Recognizing the potential of other high-growth wellness categories, PureK Holdings continued its expansion into adjacent markets, acquiring No B.S. Skincare, a plant-based, paraben-free skincare brand designed for consumers looking for clean, transparent beauty products. No B.S. positioned itself as a disruptor in the beauty industry, eliminating unnecessary additives, synthetic fragrances, and harsh chemicals, focusing instead on science-backed, natural ingredients.
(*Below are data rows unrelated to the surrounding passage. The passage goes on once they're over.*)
PR #292, opened 2021-09-13
feat: Generalize toggleFilter for non-boolean on/off values.

stephenh:
We don't need it immediately, but just following up the trend from @Chieze-Franklin 's PR, it seems like `toggleFilter` would really use any values for "on" / "off" instead of just booleans.

### DIFF
--- a/src/components/Filters/ToggleFilter.test.tsx
+++ b/src/components/Filters/ToggleFilter.test.tsx
@@ -1,0 +1,83 @@
+import { useState } from "react";
+import { toggleFilter } from "src/components/Filters";
+import { ToggleFilterProps } from "src/components/Filters/ToggleFilter";
+import { click, render } from "src/utils/rtl";
+import { useTestIds } from "src/utils/useTestIds";
+
+describe("ToggleFilter", () => {
+  it("uses true/undefined by default", async () => {
+    // Given a default boolean filter
+    const r = await render(<TestFilter toggleFilter={{}} />);
+    // It's initially empty
+    expect(r.filter_filter()).not.toBeChecked();
+    expect(r.value()).toHaveTextContent("undefined");
+    // And when they click it, we turn true
+    click(r.filter_filter());
+    expect(r.filter_filter()).toBeChecked();
+    expect(r.value()).toHaveTextContent("true");
+    // And when they click it again, we go back to undefined
+    click(r.filter_filter());
+    expect(r.filter_filter()).not.toBeChecked();
+    expect(r.value()).toHaveTextContent("undefined");
+  });
+
+  it("can use false/undefined when onValue is set", async () => {
+    // Given a default boolean filter
+    const r = await render(<TestFilter toggleFilter={{ onValue: false }} />);
+    // It's initially empty
+    expect(r.filter_filter()).not.toBeChecked();
+    expect(r.value()).toHaveTextContent("undefined");
+    // And when they click it, we turn true
+    click(r.filter_filter());
+    expect(r.filter_filter()).toBeChecked();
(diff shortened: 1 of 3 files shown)


src/components/Filters/ToggleFilter.tsx
```diff
@@ -3,36 +3,45 @@ import { Filter } from "src/components/Filters/types";
 import { Switch } from "src/inputs/Switch";
 import { TestIds } from "src/utils/useTestIds";
 
-export type ToggleFilterProps = { label?: string; enabledValue?: boolean; defaultValue?: boolean };
+export type ToggleFilterProps<V> = {
+  label?: string;
+  onValue?: V | undefined;
+  offValue?: V | undefined;
```
stephenh, line 9: This is a breaking change, but doubling down on the "on/off" language instead of enabled/disabled b/c for whatever reason it seems to make things more clear.

src/components/Filters/ToggleFilter.tsx
```diff
@@ -3,36 +3,45 @@ import { Filter } from "src/components/Filters/types";
...
+ * Provides a two-state "on/off" filter.
+ *
+ * By default the on/off values are `on === true` and `off === undefined`.
+ *
+ * You can flip the on/off values by passing `onValue: false`, in which case
+ * `on === false` and off === undefined`.
+ *
+ * Or you can set on/off directly, by passing both `onValue` and `offValue`.
+ *
+ * @param props
```
bdow, line 23: Please remove this, probably added by WebStorm.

In 2021, the company acquired TRUBAR, a vegan, gluten-free protein bar brand that differentiated itself by catering specifically to women, an underserved demographic in the protein supplement market. At the time of acquisition, TRUBAR was generating just $1 million in revenue, but its clean ingredient profile, indulgent taste, and unique branding positioned it well for scalability in retail and e-commerce channels.
Despite its expanding portfolio, the company faced significant financial challenges due to high operational costs and a lack of profitability in several segments. The CBD business, which had been expected to be a major growth driver, turned into a financial burden, as PureKana’s reliance on high-cost digital marketing strategies resulted in unsustainable losses. The CBD industry as a whole faced headwinds, including increased competition, tightening regulations on advertising, and declining customer acquisition efficiency.
By 2022, it became clear that the company’s broad brand acquisition strategy was not working. While it had built a portfolio of promising brands, the lack of financial discipline, inefficient marketing spend, and a focus on struggling segments kept the company in a cash-burning cycle. Despite TRUBAR showing early signs of success, its performance was overshadowed by the mounting losses of the CBD business, which continued to drain resources. At the same time, the company faced difficulties with its balance sheet, as it had high levels of debt, primarily related to PureKana’s operations and marketing expenses. This financial strain made it increasingly difficult to invest in TRUBAR’s growth, even though retailers were showing strong interest in expanding the brand’s distribution.
By early 2023, Simply Better Brands began reevaluating its entire business model, shifting from a brand incubator approach to a focus on high-margin, scalable brands.